In this slender volume, Father Alfred Isacsson, O.Carm., seeks to demonstrate that several of his confreres played a critical part in the Irish revolutionary movement from the 1916 Easter Rising through the Civil War of 1922–1923. Isacsson focuses particularly on Peter Magennis, an Irish-born Carmelite who served intermittently at Our Lady of the Scapular, the Carmelites' parish on the East Side of Manhattan. In 1918 Magennis was elected president of the Friends [End Page 397] of Irish Freedom and the following year he went to Rome to take up the position of Prior General of his community. A thoroughgoing revolutionary, Magennis backed Patrick Pearse's Easter Rebellion and the Irish Republican Army's subsequent war against the British. When Eamon de Valera took up arms against Michael Collins and the Free State forces, he sided with de Valera and referred to the Free State leaders as "contemptible" (p. 80).

Numerous other Carmelite friars shared Magennis' militant republican sympathies.
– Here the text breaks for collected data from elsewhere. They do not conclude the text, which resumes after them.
PR #85, opened 2015-12-18
Add uppercase extensions to File Open dialog

fieldOfView:
Fixes CURA-567
See http://stackoverflow.com/questions/26867595/qml-filedialog-namefilters-case-sensitive-on-linux

### DIFF
--- a/UM/Qt/Bindings/MeshFileHandlerProxy.py
+++ b/UM/Qt/Bindings/MeshFileHandlerProxy.py
@@ -16,6 +16,7 @@ from UM.Operations.AddSceneNodeOperation import AddSceneNodeOperation
 from UM.Message import Message
 
 import os.path
+import platform
 
 from UM.i18n import i18nCatalog
 i18n_catalog = i18nCatalog("uranium")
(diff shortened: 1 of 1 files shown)


UM/Qt/Bindings/MeshFileHandlerProxy.py
```diff
@@ -31,9 +32,14 @@ def supportedReadFileTypes(self):
         file_types = []
         all_types = []
 
-        for ext, desc in self._mesh_handler.getSupportedFileTypesRead().items():
-            file_types.append("{0} (*.{1})".format(desc, ext))
-            all_types.append("*.{0}".format(ext))
+        if platform.system() == "Linux":
```
daid: Why is this linux specific? Don't think it harms to do this on all OSes.

fieldOfView: It is linux specific because the other platforms do not require it (they care a bit less about case sensitivity), and it looks slightly weird to have all extensions listed twice in the file open dialog.

PR #726, opened 2021-08-18
[CURA-8491] Update SDK 7.6 -> 7.7 because of API changes.

rburema:
URANIUM:

* Added optional 'message_type' argument to Message.__init__
* Added Message.MessageType enum-class
* Added Message.getMessageType(self) -> MessageType
  Messages can have types now, this determines the sort of icon they get for now as well.

* Added TrustBasics.isPathInLocation(location: str, path: str) -> bool
  Whether a path is a sub-folder (or equal) of a given location (path).

* Changed OpenGL.createShaderProgram(self, file_name: str) -> Optional[ShaderProgram]
  Now returns optional instead of 'just' a shader-program, since part of the code already expected that to be the case.

* Removed 'UpdateCheckerJob' class
  Now just handled withint the UpdateCheckerJob.

### DIFF
--- a/resources/bundled_packages/uranium.json
+++ b/resources/bundled_packages/uranium.json
@@ -5,8 +5,7 @@
             "package_type": "plugin",
             "display_name": "Console Logger",
             "description": "Outputs log information to the console.",
-            "package_version": "1.0.1",
-            "sdk_version": "7.6.0",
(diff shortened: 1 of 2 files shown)


Ghostkeeper (approved):
Not sure if it's really necessary to update that conftest. But it's fine.

PR #734, opened 2021-08-30
CURA-8500: Safely convert message image sources to QUrls

konskarm:
Some messages may already provide a QUrl as the image source. In such cases, Cura would crash because the `QUrl.fromLocalFile()` expects a string and not a QUrl as input. 
This is now accounted for to make sure that in the image source will not be converted to QUrl again.

CURA-8500

### DIFF
--- a/UM/Qt/Bindings/VisibleMessagesModel.py
+++ b/UM/Qt/Bindings/VisibleMessagesModel.py
@@ -67,7 +67,7 @@ class VisibleMessagesModel(ListModel):
         message.progressChanged.connect(self._onMessageProgress)
 
     @staticmethod
-    def getImageSourceAsQUrl(image_source):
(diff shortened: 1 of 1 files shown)


UM/Qt/Bindings/VisibleMessagesModel.py
```diff
@@ -66,6 +66,14 @@ def addMessage(self, message):
         message.textChanged.connect(self._onMessageTextChanged)
         message.progressChanged.connect(self._onMessageProgress)
 
+    @staticmethod
+    def getImageSourceAsQUrl(image_source):
```
nallath, line 70:
```suggestion
    def getImageSourceAsQUrl(image_source: Union[QUrl, str]) -> QUrl:
```

nallath (dismissed):

PR #741, opened 2021-10-01
Add cloud message type

nallath:
CURA-8601
https://github.com/Ultimaker/Cura/pull/10547

### DIFF
--- a/UM/Message.py
+++ b/UM/Message.py
@@ -28,6 +28,7 @@ class Message(QObject):
         NEUTRAL = 1
         WARNING = 2
         ERROR = 3
+        CLOUD = 4
 
     def __init__(self, text: str = "", lifetime: int = 30, dismissable: bool = True, progress: float = None,
                  title: Optional[str] = None, parent=None, use_inactivity_timer: bool = True, image_source: str = "",
--- a/UM/Qt/qml/UM/MessageStack.qml
+++ b/UM/Qt/qml/UM/MessageStack.qml
@@ -103,6 +103,7 @@ ListView
                 {
                     switch (model.message_type)
                     {
+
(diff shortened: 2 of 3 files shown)


Ghostkeeper:
The failing automated test seems to be unrelated to these changes. Is it nondeterminate? :thinking:

UM/Message.py
```diff
@@ -28,6 +28,7 @@ class MessageType(IntEnum):
         NEUTRAL = 1
         WARNING = 2
         ERROR = 3
+        CLOUD = 4
```
Ghostkeeper, line 31: Instead of adding a message type for every sort of icon we want to show there, maybe it's more appropriate to have a separate field to override the icon for a particular message? I'm bringing this up for three reasons:

* We haven't been using these message types for long and there's already different icons they want to have shown. It'll happen more often.
* The "cloud" message type doesn't fit within the rest of the types in this list. It's not like an error level or a positive vs. negative sense.
* This adds cloud knowledge to Uranium. Adding an icon override field would allow the reference to the icon to be contained within Cura or even within the plug-in.

We can figure out the colour separately. It could be another separate field, or we could make the neutral message type have "primary" colour, which was the original idea in the first message designs anyway.

Ghostkeeper (changes requested):

UM/Message.py
nallath: Problem is; That is well beyond the scope of this feature. The way that the icon is handled right now doesn't support having custom icons at all. 

Unfortunately, we didn't see this during the refinement, otherwise we wouldn't have set it to the low amount of points that we did.

nallath:
Closed as we went for an easier solution.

Our Lady of the Scapular parish served as a refuge and at times a hiding place for de Valera and his associates, Harry Boland and Liam Mellows. Isacsson argues convincingly that the New York friars were also involved in gun-running and money-laundering for the Irish rebels.

While Isacsson does not focus as much on the Irish Carmelites, it is clear that many of them were just as radical as the New Yorkers. When the Irish bishops excommunicated de Valera and the other opponents of the Free State in October, 1922, the Carmelites and some other religious order priests paid little heed and continued to administer the sacraments to anti-Free State soldiers. When Harry Boland was killed by Free State troops, chancery officials would not permit him to be buried at Dublin's Pro-Cathedral. Consequently, funeral services were held at the Carmelite church, with Magennis presiding.

This work has some definite shortcomings. Isacsson's writing is uneven; his citations are sometimes sketchy, and the book is marred by a number of typographical errors. Furthermore, Isacsson is an uncritical supporter of the Carmelites and the de Valera faction in general. He does not seem troubled at all that priests would be using their priory to store weapons and cash for the rebels or that they would openly flout the bishops' directives. These difficulties notwithstanding, this book should not be ignored by Irish and Irish-American scholars. Isacsson is an authority on this subject. He has carefully mined archives in New York, Dublin, and Rome to tell the Carmelites' story. His work will help draw attention to the important role that Magennis and other Carmelites played in Irish and Irish-American affairs during these tumultuous years.